# Magia por categorías > Magia Infantil >  Show en el aire libre en mayo

## Berni

Hola compañeros!!
Tenemos ya confirmada fecha por principios de mayo un espectaculo de un restaurante (se hará al aire libre). 
Tengo un par de dudas a resolver.. a ver si me las podeis aclarar.

- Al ser por parte el cliente que nos contrata el propio local. Quien de vosotros hace los mismos juegos ya sean en comuniones, aniversarios, etc? O cambiais de repertorio? Es decir por ejemplo si haceis el coloring book en cumples, lo hariais en un evento donde el restaurante os contrata o cambiariais el repertorio por si luego os surjen mas contrataciones privadas? Y asi no repetir ya lo que han visto. Ojo!! He puesto coloring book.. pero hubiera podido poner multiplicacion de botellas, el conejo pasa pasa o jarra de leche. Ya sé que el coloring book es super famoso.

- Se ha acordado llevar el equipo de sonido (micros, musica, etc). Todo lo relacionado con esto el propio artista, es decir nosotros. El me ha comentado que tienen altavoces y que los podia utilizar y demas cosas que tienen. Luego cuando le he dicho que nosotros utilizamos dos microfonos de diadema, musica desde mobil me ha dicho mejor utilizais vuestro propio equipo asi no dan problemas. Me parece perfecto!a Al ser al aire libre los altavoces que tenemos son dos. Mayoritariamente no llevamos a tecnico de sonido aunque hay posibilidad de mesa de mezcla. Al ser dos no podemos estar tan pendientes de la mesa de mezclas.. o si??
Con micros, altavoces y musica va bien sin equalizar (tampoco me entero demasiado del tema). Se por todo lo que he leido en este foro y alguna cosa más.

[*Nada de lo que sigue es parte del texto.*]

PR #1851, opened 2024-02-18
Ignore error copying empty member

chrjorgensen:
### Changes

This PR will fix the error occurring, when copying an empty member.

Currently the copy ends with the following errors:

image

and the member list is not updated, even though the new member is created (as empty).

The PR changes the code to only report errors if CPF2869 (Empty member &3 in file &1 in library &2 is not copied) is not among the errors. So now copying an empty member will act exactly like copy members with lines.

### Checklist

* [x] have tested my change

### DIFF
--- a/src/api/Tools.ts
+++ b/src/api/Tools.ts
@@ -239,7 +239,8 @@ export namespace Tools {
     }) as IBMiMessage);
     return {
       messages,
-      findId: id => messages.find(m => m.id === id)
+      findId: id => messages.find(m => m.id === id),
+      length: messages.length
     }
   }
 
--- a/src/api/Tools.ts
+++ b/src/api/Tools.ts
@@ -239,8 +239,7 @@ export namespace Tools {
     }) as IBMiMessage);
     return {
       messages,
-      findId: id => messages.find(m => m.id === id),
-      length: messages.length
+      findId: id => messages.find(m => m.id === id)
     }
   }
 
--- a/src/views/objectBrowser.ts
+++ b/src/views/objectBrowser.ts
@@ -540,8 +540,8 @@ export function initializeObjectBrowser(context: vscode.ExtensionContext) {
               noLibList: true
             })
 
-            const messages = Tools.parseMessages(copyResult.stderr);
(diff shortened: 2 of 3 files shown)


chrjorgensen:
@sebjulliand I added a property `length` to `IBMiMessages` - will it cause any conflicts in other places parsing messages from stderr? I haven't seen any in my tests, but just want to be share (always anxious when changing types... :laughing:)

src/api/Tools.ts
```diff
@@ -239,7 +239,8 @@ export namespace Tools {
     }) as IBMiMessage);
     return {
       messages,
-      findId: id => messages.find(m => m.id === id)
+      findId: id => messages.find(m => m.id === id),
+      length: messages.length
```
sebjulliand, line 243: Why bother with an extra `length` field when we already expose `messages`? We can simply call `messages.length`.

src/views/objectBrowser.ts
```diff
@@ -541,7 +541,7 @@ export function initializeObjectBrowser(context: vscode.ExtensionContext) {
             })
 
             const messages = Tools.parseMessages(copyResult.stderr);
-            if (messages.findId(`CPF2869`)) {
+            if (messages.length && !messages.findId(`CPF2869`)) {
```
sebjulliand, line 544: Following up with the above comment, we can simply access the length `property` from `messages`.
```suggestion
            if (messages.messages.length && !messages.findId(`CPF2869`)) {
```

sebjulliand (changes requested):
The change works fine, thanks for that!
See my comment about `length`. It's harmless to add it, but is it useful?

src/api/Tools.ts
chrjorgensen: See reply in other comment...

src/views/objectBrowser.ts
chrjorgensen: My lack of knowledge... couldn't make `.length` work, because I didn't duplicate `messages.`...

Of course you're right - I'll fix it.

sebjulliand (approved):
Perfect 🥰

PR #1852, opened 2024-02-18
Add object commands to sourcefiles in Object browser

chrjorgensen:
### Changes

This is a PR to add the object commands, like `Change Object Description`, to sourcefiles as well:

image

Please comment on this - if it's a bad idea or whatever you think. :smiling_face_with_tear: 

### Checklist

* [x] have tested my change


chrjorgensen:
I made another ligther solution for the object browser, after some advice from @sebjulliand ... :pray:

sebjulliand (changes requested):
It works fine!
Now, since the interface `SourcePhysicalFileItem` is strictly identical to `ObjectItem`, it may be better to remove it and let `ObjectBrowserSourcePhysicalFileItem` implements `ObjectItem` instead. It would make more sense than having a duplicated interface (and it's just logical since a source physical file IS an Object).
What do you think?

chrjorgensen:
@sebjulliand

- I removed `SourcePhysicalFileItem` as you suggested.
- I also fixed Run Action for sourcefiles - had to set the `resourceUri` on the browser item.
- I also cleaned up my mess - again...! 😄 

Will you do a final review?

worksofliam:
@chrjorgensen I checked out this branch but I am getting these reference errors which is not letting me build!

image

chrjorgensen:
@worksofliam How about now? I force-pushed my local branch after rebasing on newest master branch and fixing conflicts... 🙏

worksofliam (approved):
Works as expected. I am able to use typically object context items on source files now!

worksofliam:
Just retested and it's looking good!!

image

PR #1866, opened 2024-02-22
Store that CL component was installed after installing

worksofliam:
### Changes

Solves a bug that was causing the CL installer message to always a appear after connecting for the first time, and choosing to ignore the installer.

Now, if you install on the second connect, you will no longer get the message.

### Checklist

* [x] have tested my change


chrjorgensen (approved):

chrjorgensen:
@worksofliam The issue is (also?) that even if you answer `Yes` to the CL install prompt and the install succeeds, it will reappear on the following connects. Maybe the PR description should be changed to reflect this?

The fix works as expected. Approved.

PR #1986, opened 2024-04-11
CompletionItemProvider for local actions variables

sebjulliand:
### Changes
The available variables for local actions json were provided as snippets, but they would appear in any `.json` file, not only the `.vscode/actions.js` file.

image

This PR removes these snippets and adds a CompletionItemProvider registered only for the `.vscode/actions.js` file. It allows to show the available variables using VSCode completion API.

The content assist will show up when `ctrl+space` it hit or when `&` is typed, only on the `"command"` lines of the document.
image

Triggering the content assist on any other line will not display the available variables.

@chrjorgensen I did my best for the missing DA translations, I'll let you check. Thanks 😅

### How to test this PR
1. Open or create a `.vscode/actions.js` in the current workspace
2. Place the cursor on a `"command"` line and open the list of available variables with
  a. Press `ctrl+space`
  b. Press `&`
4. Place the cursor on any other line and try to open the list of available variables. It must not show up.

### Checklist

* [x] have tested my change


worksofliam (approved):
Lovely! I love that you added some logic so it only shows up on the `command` prop. The descriptions are a nice touch. Bravo!

image

image

PR #1990, opened 2024-04-16
Debug service configuration and management improvement

sebjulliand:
### Changes
This PR fixes a number of potential issues related to the debug service and the way certificate and startup is managed.

- The certificate generated by the extension used the connection settings' hostname as the certificate password. The password is now randomly generated.
- Since the password used to be deterministic, it was re-encrypted every time the debug service was started. Re-encrypting it was mandatory since starting the debug service would destroy the password's encryption key (as designed by IBM). To avoid providing the password every time the service starts and to allow it to be started outside of VSCode, the encrypted password is now saved in the service's configuration and the encryption is backed up so it can be reused every time the `startDebugService.sh` is executed.
- The method above prevents an issue that could arise if two users with a different hostname for the same LPAR would try to start the debug service (only the user who generated the certificate could start the service).
- A new `DebugConfiguration` class has been introduced to manage the debug service configuration.
- Previously generated certificate are migrated when the connection is established (legacy certificates included)
- The `debug_service.crt` file is not deleted anymore. It is easier to keep it for clients to download it than generating it (as it requires the certificate's password). The `debug_service.crt` is re-generated when existing certificate are migrated or imported.
- The feature designed to import a certificate for the service has been fixed.
- Importing a certificate is now offered to the user if no certificate exists for the service.
- There is now a single method to check the client certificate state: it checks if it exists and if it matches the remote certificate.
- The Debugger section of the settings no longer allows to specify a certificate path and debug ports. These values are read from the service configuration.
image
- If debug is not managed, a new inline action located on the debug service node in the `IBM i debugger` view allows to open the service configuration file.
image
- Starting the Debug Service now uses `SBMJOB` to run the `startDebugService.sh` script. Starting the service will prompt for SBMJOB parameters. The prompt is prefilled with `JOBQ(QSYS/QUSRNOMAX) JOBD(QSYS/QSYSJOBD) USER(*CURRENT)`. `CMD` and `JOB` parameters are hard-coded. The user set in the USER parameter is checked as it must have `*ALLOBJ` special authority.
- With all of the above, the debug service can be started from Code for IBM i or from anywhere else just by running the `startDebugService.sh` script. It requires no external parameters or environment variables anymore. For example, it can be started using this command:
```
SBMJOB CMD(STRQSH CMD('/QOpenSys/pkgs/bin/bash -c /QIBM/ProdData/IBMiDebugService/bin/startDebugService.sh')) JOB(DBGSVCE) JOBQ(QSYS/QUSRNOMAX) JOBD(QSYS/QSYSJOBD)`
```

### How to test this PR
Before you start testing this PR, backup your existing debug service certificate so you can:
- restore it if something goes wrong 😅
- use it to test the Import feature

#### Certificate migration
1. Connect to a system with an existing debug service certificate
2. Check the certificate is migrated to the path defined in the debug service configuration file
3. Check the client certificate is generated
4. Check the configuration file is updated with the `DEBUG_SERVICE_KEYSTORE_FILE`, `DEBUG_SERVICE_KEYSTORE_PASSWORD` and `CODE4IDEBUG` values.

#### Certificate import
1. Delete the existing certificate for the service
2. Click on the action to fix the debug service in the debugger view
3. Select the import action
4. Follow the instructions on screen
5. Check if everything is ok (steps 2 to 4 above)

#### New certificate
1. Delete the existing certificate for the service
2. Click on the action to fix the debug service in the debugger view
3. Select the generate action
5. Check if everything is ok (same as above)

### Checklist
* [x] have tested my change


src/api/IBMiContent.ts
```diff
@@ -906,6 +906,10 @@ export default class IBMiContent {
     }
   }
 
+  async streamFileExists(path: string) {
```
worksofliam, line 909: Is this really any different from our `testStreamFile` API? Should we use that instead?

src/api/debug/certificates.ts
```diff
@@ -1,220 +1,268 @@
...
-export async function setup(connection: IBMi) {
-  const pw = getPasswordForHost(connection);
-  const extFileContent = await getExtFileContent(pw, connection);
-
-  if (!connection.usingBash()) {
-    if (connection.remoteFeatures[`bash`]) {
-      throw new Error(`Bash is installed on the IBM i, but it is not your default shell. Please switch to bash to setup the debug service.`);
-    } else {
-      throw new Error(`The debug service setup requires bash to be installed on the IBM i. Please install bash and try again.`);
+export async function setup(connection: IBMi, imported?: ImportedCertificate) {
```
worksofliam, line 71: Additional comments on setup would be nice. I know we're going to have to change this in the future.

It seems to me like this is entry point and what does all the setup for the debug service certificates.

src/api/debug/index.ts
```diff
@@ -267,46 +263,52 @@ export async function initialize(context: ExtensionContext) {
...
-              remoteCertsOk = true;
+            const remoteCertsExists = await certificates.remoteCertificatesExists();
+            if (remoteCertsExists) {
+              await certificates.downloadClientCert(connection);
+              vscode.window.showInformationMessage(`Debug Service Certificate already exist on the server. The client certificate has been downloaded to enable secure debugging.`);
             }
+            else {
+              const doSetup = await vscode.window.showInformationMessage(`Debug setup`, {
+                modal: true,
+                detail: `Debug service certificate does not exist on the system or it needs to be re-created. You can either import an existing certificate or generate one. Then the client certificate will be downloaded to your device.`
```
worksofliam, line 279: Should we be more explicit here about which debug certificate? E.g. server/client certificate.

src/api/debug/index.ts
```diff
@@ -267,46 +263,52 @@ export async function initialize(context: ExtensionContext) {
...
+
+              if (doSetup) {
+                try {
+                  let imported: certificates.ImportedCertificate | undefined;
+                  if (doSetup === "Import") {
+                    const localFile = (await vscode.window.showOpenDialog({
+                      canSelectFiles: true,
+                      canSelectFolders: false,
+                      canSelectMany: false,
+                      title: `Select debug service certificate`,
```
worksofliam, line 290: Perhaps 'Select debug service server certificate'?

worksofliam (changes requested):
Check out my initial questions/comments. Initial testing looks ok, but need to dive deeper into your provided scenarios.

src/api/debug/certificates.ts
sebjulliand: Agreed

src/api/debug/index.ts
sebjulliand: 👍🏻

worksofliam:
Got this issue: 

image

sebjulliand:
> Got this issue:
> ...

It's still working fine here on a couple of LPAR.
@worksofliam Is this with debug v2 installed?
The `key.properties` file is generated by the `encryptKeystorePassword.sh` script after it has been executed. `cp` is run in the debug service working directory, where the file is supposed to be found.
Can you share your output after you get that error?

worksofliam:
When trying to start the debug service as a *PGMR:

image

```
/QIBM/UserData/IBMiDebugService: export MY_JAVA_HOME="/QOpenSys/QIBM/ProdData/JavaVM/jdk80/64bit" && /QOpenSys/usr/bin/nohup "/QIBM/ProdData/IBMiDebugService/bin/startDebugService.sh"
/home/JOEUSER: LC_ALL=EN_US.UTF-8 system "call QSYS/QZDFMDB2 PARM('-d' '-i' '-t')"
Call QSYS2.QCMDEXC('CHGJOB CCSID(37)');
select distinct job_name, local_port from qsys2.netstat_job_info j where job_name = (select job_name from qsys2.netstat_job_info j where local_port = 8005 and remote_address = '0.0.0.0' fetch first row only)
{
    "code": 1,
    "signal": null,
    "stdout": "Environment variable DEBUG_SERVICE_KEYSTORE_FILE is not set.",
    "stderr": "java version \"1.8.0_401\"\nJava(TM) SE Runtime Environment (build 8.0.8.20 - pap6480sr8fp20-20240112_01(SR8 FP20))\nIBM J9 VM (build 2.9, JRE 1.8.0 OS/400 ppc64-64-Bit Compressed References 20231219_62619 (JIT enabled, AOT enabled)\nOpenJ9   - 08d2144\nOMR      - 7a5005b\nIBM      - 7394519)\nJCL - 20231221_01 based on Oracle jdk8u401-b10"
}
```

worksofliam:
@sebjulliand I am getting this in the 2.9.2 pre-release when I open the new IBM i Debug view we added. Is this something we should take care of in this PR?

image

```
/QIBM/UserData/IBMiDebugService/certs: openssl pkcs12 -in /QIBM/UserData/IBMiDebugService/certs/debug_service.pfx -passin pass:UT201P18.RCH.STGLABS.IBM.COM -info -nokeys -clcerts 2>/dev/null | openssl x509 -outform PEM
{
    "code": 1,
    "signal": null,
    "stdout": "",
    "stderr": "unable to load certificate\n4294967296:error:0909006C:PEM routines:get_name:no start line:crypto/pem/pem_lib.c:745:Expecting: TRUSTED CERTIFICATE"
}
```

worksofliam:
Here is the key issue I was getting the other day. This is using a v2 PTF:

<details>
<summary>Click me</summary>

```
/QIBM/UserData/IBMiDebugService/certs: openssl genrsa -out debug_service.key 2048 && openssl req -new -key debug_service.key -out debug_service.csr -subj '/CN=system' && openssl x509 -req -in debug_service.csr -signkey debug_service.key -out debug_service.crt -days 1095 -sha256 -req -extfile <(printf "subjectAltName=DNS:system,IP:9.5.12.241") && openssl pkcs12 -export -out debug_service.pfx -inkey debug_service.key -in debug_service.crt -password pass:O_FYmyevZLd8ae4LRb6LDfqDUtZKeUVokpZo8VcrXo15nsAnoYvW && rm debug_service.key debug_service.csr && chmod 444 debug_service.*
{
    "code": 0,
    "signal": null,
    "stdout": "",
    "stderr": "Certificate request self-signature ok\nsubject=CN = system"
}

/home/LIAM: export DEBUG_SERVICE_KEYSTORE_PASSWORD="O_FYmyevZLd8ae4LRb6LDfqDUtZKeUVokpZo8VcrXo15nsAnoYvW" && /QIBM/ProdData/IBMiDebugService/bin/encryptKeystorePassword.sh | /usr/bin/tail -n 1
{
    "code": 0,
    "signal": null,
    "stdout": "Incorrect Java version. Java 11 is required.",
    "stderr": ""
}

/QIBM/UserData/IBMiDebugService: cp key.properties .code4i.debug
{
    "code": 1,
    "signal": null,
    "stdout": "",
    "stderr": "cp: cannot stat 'key.properties': A file or directory in the path name does not exist."
}
```

</details>

sebjulliand:
> Here is the key issue I was getting the other day. This is using a v2 PTF:
> ...

@worksofliam I found the problem: I forgot to add java home to the env when running the encryption script. Since it failed, no key was generated. It's funny the script returned a code 0 and the error in stdout though...

sebjulliand:
@worksofliam I pushed a fix for your encryption issue on v2. It should be fine if you test after you pull the branch.
Also, the user that starts the service now needs to have `*ALLOBJ` to start it.

src/api/IBMi.ts
```diff
@@ -1308,5 +1327,21 @@ export default class IBMi {
       runtimeCcsid: this.runtimeCcsid,
       userDefaultCCSID: this.userDefaultCCSID,
     };
-  } 
+  }
+
+  async checkUserSpecialAuthorities(authorities: ("*ALLOBJ" | "*AUDIT" | "*IOSYSCFG" | "*JOBCTL" | "*SAVSYS" | "*SECADM" | "*SERVICE" | "*SPLCTL")[], user?: string) {
```
worksofliam, line 1332: I don't think this API should throw an error. I do think that it should instead return a valid result.

Perhaps `{valid: boolean, missing: string[]}`. I also think we need a type for the list of authorities.

worksofliam (changes requested):
Code is looking good other than one comment I left above. Check it out and let me know what you think. The last remaining thing is some additional test cases we need to ensure:

worksofliam:
Test cases:

## Ensure it works with v1 debug:

* [ ] Generating certificates working
* [ ] Using existing certificates working
* [ ] Batch debug works

## Ensure it works with v2 debug:

* [ ] Generating certificates working
* [ ] Using existing certificates working
* [ ] Batch debug works
* [ ] SEP debug works

src/api/IBMi.ts
sebjulliand: Sounds reasonable. Let's do this.

sebjulliand:
> Code is looking good other than one comment I left above. Check it out and let me know what you think. The last remaining thing is some additional test cases we need to ensure:

Thanks a lot @worksofliam !
Done as asked: the checkAuth API now returns a result. I also straightened the rights on the certificates related files.
We should be fine now 😄

worksofliam (approved):

PR #2005, opened 2024-04-24
Hide the connection browser when connecting

sebjulliand:
### Changes
This PR hides the connection browser when connecting to an IBM i. It prevents the user from clicking on the connections or doing any changes to the connections when connecting (that would be bad).

### How to test this PR
1. Connect to an IBM i
2. Connection browser must be hidden when connecting
3. It must show when disconnected

### Checklist
* [x] have tested my change


worksofliam (approved):
Looking and working good!

PR #2013, opened 2024-04-25
Fix remove shortcut text and add additional protection

chrjorgensen:
### Changes

This PR will remove the dots from the "Remove Shortcut..." men item text, since there is no additional dialog.
It will also add protection for /QSR and /QTCPTMM directories.

### How to test this PR

1. Expand the IFS browser and right-click a shortcut. The menu item should read `Remove Shortcut` without any dots.
2. Expand `/` in the IFS browser and right-click `QSR` and `QTCPTMM`. Verify no menu option `Delete...` is available.

### Checklist

* [x] have tested my change

### DIFF
--- a/package.json
+++ b/package.json
@@ -1364,7 +1364,7 @@
 			{
 				"command": "code-for-ibmi.removeIFSShortcut",
 				"enablement": "code-for-ibmi:connected",
-				"title": "Remove Shortcut...",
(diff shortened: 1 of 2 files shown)


worksofliam (approved):
Works as expected. Merge away @chrjorgensen!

- Publicidad a la hora de hacer el show. Nosotros llevamos un banner publicitario diciendo quienes somos, la web, numero de telefono, etc. Al terminar el espectaculo o antes depdende de cada evento solemos repartir tarjetas de visita o flyers. Tambien hacemos algunos gags para que nos contraten dentro del propio espectaculo.
La pregunta es pondriais el banner y repartir tarjetas?  

- Si el contratante del restaurante te ha dicho te invita a cenar. Que haces? 

- Tiempo de ir alli a montar. Es preferible que todo el mundo te vea montar? Ya se hará en mayo hara calor.. sera en terraza.. los niños imagino estaran comiendo con sus padres, madres, etc. Te pueden venir a "molestar" o a hacer perder mas tiempo del que necesitas aun que para ti es valioso. Pruebas de sonido, y todo este en orden.
Al ser por la tarde (dejariais alli el material todo montado, aunque luego pongais con cinta alrededor para que no pase ninguno dentro). Aunque esto siempre he pensado incita mas a entrar. Asi antes del show poder relajarte, pensar si esta todo ok, etc.

Bueno creo eso es todo, no sé si me dejo algo o no, seguro que si pero bueno. Ya he dicho mucho por aquí, jajaja, os cansareis de leer. Espero me ayudeis a esas pequeñas dudas y opineis sobre que hariais en cada caso. 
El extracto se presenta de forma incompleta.